What appears from the line containing "more beautiful 😄" to the end of the listing below should be copied exactly, with no other lines.

Start of SUPPLIED RECORDS

PR #3074, opened 2022-06-09
add exception for dicts when evaluating sub in Cloudformation

### LINKED ISSUE #3068: find_all_interpolations crashing cloudformation with UserData
**Describe the issue**
Explain what you expected to happen when checkov crashed.
https://github.com/bridgecrewio/checkov/blob/master/checkov/cloudformation/graph_builder/utils.py#L38
this Line Crashes, when parsing cloudformation templates where the UserData is a dict
the function appears to expect a string

`def find_all_interpolations(str_value: str) -> List[str]:
    return re.findall(FIND_INTERPOLATION_PATTERN, str_value)
`

**Source code screenshot**
source_template
source_referenece

**Examples**
images provided
trace_console
debug
trace

**Exception Trace**

 - OS: MAC
 - Checkov Version [2.0.1204] tried newer and older versions seems to remain

**Additional context**

maxamel:
This PR prevents crashing when processing Cloudformation templates with Sub functions containing dicts (currently similar to lists). 
 

Fixes #3068 

## Checklist:

### DIFF
--- a/checkov/cloudformation/graph_builder/variable_rendering/renderer.py
+++ b/checkov/cloudformation/graph_builder/variable_rendering/renderer.py
@@ -285,8 +285,8 @@ class CloudformationVariableRenderer(VariableRenderer):
 
     def _evaluate_sub_connection(self, value: str, dest_vertex_attributes: Dict[str, Any]) -> (
             Optional[str], Optional[str]):
-        if isinstance(value, list):
-            # TODO: Render values of list type
+        if isinstance(value, list) or isinstance(value, dict):
+            # TODO: Render values of list/dict types
             return None, None
         evaluated_value = None
         attribute_at_dest = None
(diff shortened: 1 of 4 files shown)


nimrodkor (commented):
@maxamel Can you add a test case so we make sure we won't have a regression?

checkov/cloudformation/graph_builder/variable_rendering/renderer.py
```diff
@@ -285,8 +285,8 @@ def _evaluate_getatt_connection(value: List[str], dest_vertex_attributes: Dict[s
 
     def _evaluate_sub_connection(self, value: str, dest_vertex_attributes: Dict[str, Any]) -> (
             Optional[str], Optional[str]):
-        if isinstance(value, list):
-            # TODO: Render values of list type
+        if isinstance(value, list) or isinstance(value, dict):
```
gruebel, line 288:
```suggestion
        if isinstance(value, (list, dict)):
```
more beautiful 😄

maxamel:
Added test containing Cloudformation template with a Sub function referencing a dict. This fix ensures we don't crash in this case.

nimrodkor (approved):
Just fix the UTs :)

End of SUPPLIED RECORDS

* _THE COMPLETED TASK_
more beautiful 😄

maxamel:
Added test containing Cloudformation template with a Sub function referencing a dict. This fix ensures we don't crash in this case.

nimrodkor (approved):
Just fix the UTs :)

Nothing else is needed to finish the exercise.